At Google’s corporate headquarters, called Googleplex, they noticed a man talking to another man who was swimming in the pool. “Are they on break?” the two Filipinos asked the tour guide.

“No,” the guide replied, “they’re at work, brainstorming.”

And where was his office, the two inquired.

“Building 47, but basically we can work anywhere, in the pool, the park, under the tree, on a bike,” the guide said.

As for other benefits enjoyed by Google employees, he mentioned “free food, haircut, massage, doctor on site, laundry, and a lot more.”

Having seen “The Internship,” a comedy about two uncharacteristic Google interns, which was partly filmed there, the visitors had fun looking for the different areas they had seen in the movie.

As though they hadn’t sampled enough of the wacky Google culture, they found themselves romping around the Android Park. They felt like children as they ogled the larger-than-life statues of the different versions of Android (mobile operating systems) with dessert-themed code names, like Donut, Cupcake, Éclair, Gingerbread Man and Honeycomb.

Garage turns into historical landmark

But for the two ECE graduates, what stole the show was the HP Garage. This was where two students like themselves, heeding their Stanford professor’s advice, started their own electronics company, Hewlett-Packard—Silicon Valley’s first startup. It is now a museum and a historical landmark.
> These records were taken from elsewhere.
PR #5476, opened 2022-03-01
force collection for sharing to load before running the feature test

elrayle:
Addresses 2 flaky feature tests for dashboard/collections.

@samvera/hyrax-code-reviewers

### DIFF
--- a/spec/features/dashboard/collection_spec.rb
+++ b/spec/features/dashboard/collection_spec.rb
@@ -762,10 +762,6 @@ RSpec.describe 'collection', type: :feature, clean_repo: true do
   end
 
   describe 'edit collection' do
-    let(:collection) { build(:named_collection_lw, user: user, with_permission_template: true) }
-    let!(:work1) { create(:work, title: ["King Louie"], member_of_collections: [collection], user: user) }
-    let!(:work2) { create(:work, title: ["King Kong"], member_of_collections: [collection], user: user) }
-
     context 'from dashboard -> collections action menu' do
       before do
         create(:permission_template_access,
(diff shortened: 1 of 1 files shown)


spec/features/dashboard/collection_spec.rb
```diff
@@ -936,15 +939,16 @@ def get_url_fragment(type)
...
-            click_link('Sharing')
+            find_link('Sharing').click
             expect(page).to have_selector(".form-inline.add-users .select2-container")
             select_user(user2, 'Depositor')
-            click_button('Save')
-            click_link('Sharing')
-            expect(page).to have_selector('td', text: user2.user_key)
+            expect(page).to have_content "The collection's sharing options have been updated."
+            within('section.section-collection-sharing') do
+              expect(page).to have_selector('td', text: user2.user_key)
```
elrayle, line 950: Adding a user to a role saves immediately, so there is no need to Save and reclick Sharing tab.  This does check for the appropriate flash message to confirm the save happened and then confirms that the user was assigned the role.

spec/features/dashboard/collection_spec.rb
```diff
@@ -792,7 +788,14 @@ def get_url_fragment(type)
 
     context 'from dashboard -> collections action menu' do
       context 'for a collection' do
+        let(:collection) { build(:named_collection_lw, user: user, with_permission_template: true) }
+        let(:work1) { create(:work, title: ["King Louie"], member_of_collections: [collection], user: user) }
+        let(:work2) { create(:work, title: ["King Kong"], member_of_collections: [collection], user: user) }
```
elrayle, line 793: Moving these into the one test that uses them and removing the force load with let!, preferring a load in the before block, fixes LDP::Gone failures in tests that don't use those object. This is far less common than the other flaky test fixed by this PR.

conorom (approved):

PR #5478, opened 2022-03-01
Upgrade to Bixby 4.0.0

cjcolvar:
~This is a work in progress waiting on https://github.com/samvera-labs/bixby/pull/65 and a release of bixby.~

This PR upgrades hyrax to the 4.0.0 release of bixby which uses rubocop 1.x.

### DIFF
--- a/.rubocop.yml
+++ b/.rubocop.yml
@@ -5,7 +5,7 @@ inherit_gem:
   bixby: bixby_default.yml
 
 AllCops:
-  TargetRubyVersion: 2.4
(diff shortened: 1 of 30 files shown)


cjcolvar:
@elrayle I'm not sure how to do that since rubocop would fail without both pieces present.  I could make an upgrade PR which adds exceptions for all of the auto-correctable violations then I could fix them in a separate PR.  Do you think that makes sense to do?

no-reply (approved):

PR #5479, opened 2022-03-01
Nginx for Assets, Cantaloup proxy and Bot Blocking

orangewolf:
Right now Puma processes service the assets directly, which is not ideal from a performance stand point. We've also had significant issues with bots and other known bad actors racking our servers. Lastly, we'd like to be able to safely put Cantaloup in place behind the application level auth, but without incurring the overhead of proxying through the Rails stack. We'll do the Cantaloup as a separate PR. This PR adds bitnami/nginx to the stack and leaves an example of possible values to accomplish all of these tasks.

- [x] set up nginx
- [x] modify ingress if nginx is enabled
- [x] example of serving assets through nginx
- [x] bot blocking example

@samvera/hyrax-code-reviewers

### DIFF
--- a/chart/hyrax/templates/_helpers.tpl
+++ b/chart/hyrax/templates/_helpers.tpl
@@ -179,6 +179,14 @@ We truncate at 63 chars because some Kubernetes name fields are limited to this 
 {{- printf "redis://:%s@%s:%s" .Values.redis.password (include "hyrax.redis.host" .) "6379/0" -}}
 {{- end -}}
 
+{{- define "hyrax.hyrax.host" -}}
+  {{- include "hyrax.fullname" . }}
+{{- end -}}
+
+{{- define "hyrax.nginx.host" -}}
+{{- printf "%s-%s" .Release.Name "nginx" | trunc 63 | trimSuffix "-" -}}
+{{- end -}}
+
 {{- define "hyrax.sharedPvcAccessModes" -}}
 {{- if .Values.worker.enabled }}
 accessModes:
--- a/chart/hyrax/templates/_helpers.tpl
+++ b/chart/hyrax/templates/_helpers.tpl
@@ -179,10 +179,6 @@ We truncate at 63 chars because some Kubernetes name fields are limited to this 
 {{- printf "redis://:%s@%s:%s" .Values.redis.password (include "hyrax.redis.host" .) "6379/0" -}}
 {{- end -}}
 
-{{- define "hyrax.hyrax.host" -}}
-  {{- include "hyrax.fullname" . }}
-{{- end -}}
-
 {{- define "hyrax.nginx.host" -}}
 {{- printf "%s-%s" .Release.Name "nginx" | trunc 63 | trimSuffix "-" -}}
 {{- end -}}
--- a/chart/hyrax/values.yaml
+++ b/chart/hyrax/values.yaml
@@ -268,7 +268,7 @@ nginx:
   #     subPath: public-assets
   # serverBlock: |-
   #   upstream rails_app {
-  #     server {{ .Values.global.hyraxName }};
+  #     server {{ .Values.global.hyraxHostName }};
   #   }
 
   #   map $status $loggable {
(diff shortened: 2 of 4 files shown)


chart/hyrax/values.yaml
```diff
@@ -273,6 +411,7 @@ global:
   postgresql:
     postgresqlUsername: hyrax
     postgresqlPassword: hyrax_pass
+  hyraxName: hyrax
```
mcritchlow, line 414: Would it be worth giving this a name that more directly conveys it being used for `nginx` configuration? Or, might it be used elsewhere as well? On initial read I didn't understand why this new value was here, but then found it in the `nginx.serverBlock` setup.

mcritchlow:
This seems like a great idea. I'll try and pull this down locally soon and kick the tires with it.

chart/hyrax/values.yaml
orangewolf: I went back and forth on it. on the one hand we only use it once right now. on the other hand, its global and potentially useful in other places. Would it feel better as `.Values.global.hyraxHostName` or `hyraxHostUrl`?

orangewolf: @mcritchlow have you had a chance to think more about this? I've been using this code in prod for a week now and it is working well.  We've had this bot blocker set up on another Rails app for over a year and I highly recommend it.

orangewolf: no problem on the delay - I 100% understand. I already updated the description to say Cantaloup comes later. I agree with you on the name, I'll push an update.

chart/hyrax/templates/_helpers.tpl
```diff
@@ -179,6 +179,14 @@ We truncate at 63 chars because some Kubernetes name fields are limited to this
 {{- printf "redis://:%s@%s:%s" .Values.redis.password (include "hyrax.redis.host" .) "6379/0" -}}
 {{- end -}}
 
+{{- define "hyrax.hyrax.host" -}}
```
mcritchlow, line 182: This template doesn't seem to be used/needed?

mcritchlow:
This seems great to me. I have a general question about the uploads PVC for nginx as it relates to the hyrax chart uploads pvc, and I _think_ that the `hyrax.hyrax.host` isn't needed.

Otherwise, I think we should bump the version in `Chart.yaml` and I'll approve and merge this. This is an awesome contribution :clap: 

Once we have this in I'm happy to push a new chart release as well.

chart/hyrax/values.yaml
```diff
@@ -238,6 +238,144 @@ postgresql:
...
+  # The set up below does malicious bot / ip blocking and mounts
+  # vaolumes to allow nginx to server assets and other public directory items
+  # image:
+  #   registry: registry.gitlab.com
+  #   repository: notch8/scripts/bitnami-nginx
+  #   tag: 1.21.5-debian-10-r4
+  # extraVolumes:
+  #   - name: "uploads"
+  #     persistentVolumeClaim:
+  #       claimName: dev-nnp-uploads
```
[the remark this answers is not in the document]
orangewolf: good point. it needs to match the uploadsVolume name. I wonder if for example purposes the sub out of `{{ .Values.global.hyraxHostName }}-uploads` is a reasonable thing to use - you have to have something from global that's specific otherwise.

chart/hyrax/templates/_helpers.tpl
orangewolf: you are correct - I really tied my self in knots a bit trying to keep from having to have a global. I'll remove this.

mcritchlow:
@orangewolf - sorry i should have caught this yesterday.. can you also update the `Chart.lock` file. I think that's it and this is good to go from my end

no-reply:
i had occasion to catch up to this for the first time this afternoon, and it looks fantastic.

i'm going to try a deploy on my side in the AM and if there are still Chart.lock changes or whatever else to do at that time, i'll try to close the loop so we can get this merged.

this is a great contribution!

orangewolf:
@mcritchlow finally bumped the chart version. this should be gtg now

no-reply (approved):

PR #5491, opened 2022-03-03
check if logo file id is a string, not just public.

blancoj:
This could potentially fix issue #3475

The code presently checks for the string "public" in the id list of logo files to determine if the file was previously uploaded.  Because configurations can change, it is better to check if the id is a string.  Basically:

If the user has chosen a new logo, the file id will be an integer
If the logo was previously chosen, the file id will be a path (string)
If it is a path, update the branding record, else create a new branding record.

I do not S3 configured on my local machine, but if someone does, perhaps they can check if this fixes issue #3475

* Create a collection.
* Upload a banner and logo, and save the changes.
* Save the changes again.
* Upload a new logo, and Save the changes.
* You should be able to do this without any errors occurring.

@samvera/hyrax-code-reviewers

### DIFF
--- a/app/controllers/hyrax/dashboard/collections_controller.rb
+++ b/app/controllers/hyrax/dashboard/collections_controller.rb
@@ -340,7 +340,10 @@ module Hyrax
       def process_logo_records(uploaded_file_ids)
         public_files = []
         uploaded_file_ids.each_with_index do |ufi, i|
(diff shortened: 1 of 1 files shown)


elrayle (approved):
Thanks for updating this check.  It should allow this to work with alternate data stores (e.g. S3, path outside of app's public dir).

Issue #5461, opened 2022-02-23
Editing batch of works generates "ActiveFedora::ObjectNotFoundError in Hyrax::BatchEditsController#edit" error


rjkati:
### Descriptive summary

On nurax-pg, editing a batch of works displays a "ActiveFedora::ObjectNotFoundError in Hyrax::BatchEditsController#edit" error

### Expected behavior

Selecting multiple works on the Works page and clicking "Edit Selected" should bring me to an edit page

### Actual behavior

Selecting multiple works on the Works page and clicking "Edit Selected" generates an error message

### Steps to reproduce the behavior

1. On nurax-pg, navigate to Dashboard -> Works
2. Select two or more works on the Works page
3. Click the "Edit Selected" button
4. Observe error message
![batcheditscontroller](https://user-images.githubusercontent.com/32644254/155389130-67da3d9d-4bc9-449f-8a67-13c8696d5338.PNG)

elrayle:
`Hyrax::Forms::BatchEditForm` extends
`Hyrax::Forms::WorkForm` which is a `Hyrax::Editor` form and isn't setup for Valkyrie.  Ideally, it would be converted to extend `Hyrax::Forms::ResourceForm` which is a `Valkyrie::ChangeSet`.

jlhardes:
Closing issue since different error message showing now when trying to batch edit works.

PR #5498, opened 2022-03-07
Allow batch form to load valkyrie objects

hackartisan:
I think we'll still need a form object here even with valkyrie.

refs #5461


elrayle (approved):
Glad it turned out to be a change to a couple of #find calls.

PR #5503, opened 2022-03-07
set use_valkyrie to true when wings is disabled

elrayle:
When an application is using an adapter other than wings, the app is able to disable wings using an environment variable.

```
ENV["HYRAX_SKIP_WINGS"] = true
```
This is tied to Hyrax.config.disable_wings.

There is a second environment variable, `"HYRAX_VALKYRIE"`.  It is tied to `Hyrax.config.use_valkyrie?`, which should always be true when using an adapter other than wings.

This PR updates `Hyrax.config.use_valkyrie?` to always return `true` when `Hyrax.config.disable_wings  == true`; otherwise, it returns the value based on `ENV["HYRAX_VALKRIE"]`.

@samvera/hyrax-code-reviewers


cjcolvar (approved):
Looks good to me!

Issue #5490, opened 2022-03-03
Inventory UI for consistent language


hackartisan:
### Descriptive summary

Throughout the UI there are inconsistencies in buttons, links, and action labels. For example, in the Dashboard Collections area the button says "New Collection" and in the Dashboard Works area the button says "Add new work"

Inventory the UI to find inconsistencies and bring them into alignment with one another.

elrayle:
Example:
* Dashboard -> Works uses `Add new work`
* Dashboard -> Collections uses `New Collection`

elrayle:
Listed from high to low priority.
* Limit to Dashboard -> Works and Collections (highest priority)
* Work and Collection show pages.  NOTE: Collections has an admin show page and a public show page.  Work only has one show page that serves both.  
* Could explore FileSet show page as well.

elrayle:
Inconsistent dates in Dashboard listings:
* Dashboard -> Collections - has column Last Modified
* Dashboard -> Works - has column Date Added

This may impact work on Issue #5486 which proposes sorting dashboard tables with most recently updated resources first.

elrayle:
@jlhardes and I discussed order of columns.  Seems like this order would be best:
* Work -- Title, Last Date Modified, Highlight, Visibility
* Column -- Title, Collection Type, Last Date Modified, Items, Visibility

There is a question about impact of sorting on future Blacklight/Bootstrap .

sdellis:
> Inconsistent dates in Dashboard listings:
> 
> * Dashboard -> Collections - has column Last Modified
> * Dashboard -> Works - has column Date Added
> 

@elrayle Are these inconsistent? I tested Last Modified for collections, and that is accurate. Are we sure that this should be "Last Modified" for Works?

hackartisan:
> > Inconsistent dates in Dashboard listings:
> > 
> > * Dashboard -> Collections - has column Last Modified
> > * Dashboard -> Works - has column Date Added
> 
> @elrayle Are these inconsistent? I tested Last Modified for collections, and that is accurate. Are we sure that this should be "Last Modified" for Works?

@sdellis I just edited a work i had added last week and it is definitely showing the date added, not the date modified. If we want these to be consistent we'll need to change both the label and the behavior.

sdellis:
Thanks for the helpful info, @hackartisan

sdellis:
Refs #5500 
Refs #5508 
Refs #5510

PR #5508, opened 2022-03-08
Removes icons from Works dashboard actions dropdown menu

### LINKED ISSUE #5506: Remove icons from the Works dashboard "actions" dropdown menu
### Descriptive summary

The icons in the Works dashboard "actions" dropdown menu are inconsistent with the "actions" dropdown in the Collection dashboard. Given that the icons are not enhancing the accessibility in any way, they should be removed. This is only a UI change as it does not affect backend models.

### Related work

Ref #5490

sdellis:
Fixes #5506 ; refs #5490

@samvera/hyrax-code-reviewers

### DIFF
--- a/app/views/hyrax/my/_work_action_menu.html.erb
+++ b/app/views/hyrax/my/_work_action_menu.html.erb
@@ -12,7 +12,8 @@
 
     <% if can? :edit, document.id %>
       <li role="menuitem" tabindex="-1">
-        <%= link_to [main_app, :edit, document] do %>
+        <%= link_to [main_app, :edit, document],
+                    id: 'action-edit-work' do %>
           <%= t("hyrax.dashboard.my.action.edit_work") %>
         <% end %>
       </li>
@@ -20,6 +21,7 @@
       <li role="menuitem" tabindex="-1">
         <%= link_to [main_app, document],
                     method: :delete,
+                    id: 'action-delete-work',
                     data: {
                       confirm: t("hyrax.dashboard.my.action.work_confirmation", application_name: application_name) } do %>
           <%= t("hyrax.dashboard.my.action.delete_work") %>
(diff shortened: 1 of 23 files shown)


app/views/hyrax/my/_work_action_menu.html.erb
```diff
@@ -13,7 +13,6 @@
     <% if can? :edit, document.id %>
       <li role="menuitem" tabindex="-1">
         <%= link_to [main_app, :edit, document] do %>
-          <i class="glyphicon glyphicon-pencil" aria-hidden="true"></i>
           <span> <%= t("hyrax.dashboard.my.action.edit_work") %> </span>
```
hackartisan, line 16: Do we still need the spans once the icons are gone?

hackartisan (changes requested):

elrayle (dismissed):
Looks good to me. 

I noticed that Works use "Edit Work" and Collections use "Edit collection".  A follow-on PR to make those consistent would be good.

hackartisan (approved):

sdellis:
Screen Shot 2022-03-11 at 11 44 44 AM
Screen Shot 2022-03-11 at 11 41 11 AM

app/views/hyrax/my/works/_list_works.html.erb
```diff
@@ -28,7 +28,15 @@
       </div>
     </div>
   </td>
-  <td class="date text-center"><%= document.date_modified %></td>
+  <td class="date text-center">
+    <% if document.date_modified.nil? %>
```
elrayle, line 32: I think the reason something like this wasn't done before is that date_modified and date_uploaded are core fields and are set by the system, not the user.  I wonder if you can put just the change to this file in a separate PR.  Everything else looks good to go.  I'd like to think about this change.

elrayle (changes requested):

sdellis:
@elrayle I extracted the date formatting from this PR, so this is ready for final review. Will create a new PR for that one.

elrayle (approved):
Thanks for getting this in place.  These consistency updates to the UI will really improve the user experience.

“The garage looked so ordinary, and yet the people who worked there were so passionate about what they were doing, they changed the world,” said Colentava. “At Silicon Valley, people solve problems, which are considered opportunities.… They embrace innovation as a way of life. Should we decide to pursue the startup route, this is how we want to do it—by developing products and services that provide solutions.”

The tour showed them what people can achieve for the good of others just by thinking out of the box, said Arguelles. Now he and Colentava are more determined to bring CoinSaver to the market.

“The Silicon Valley trip sought to encourage student innovators to take their projects beyond academe,” said Earl Valencia, IdeaSpace president and Smart head for corporate development. “What the SWEEP winners saw was the drive of the technical teams to create real solutions that could add value to the lives of millions of people.”

Arguelles agreed that they learned so much and were eager to share it with other aspiring innovators, starting with their own BPSU community.

For now, they are about to take a significant step toward a career—the ECE board exam, for which they are currently reviewing.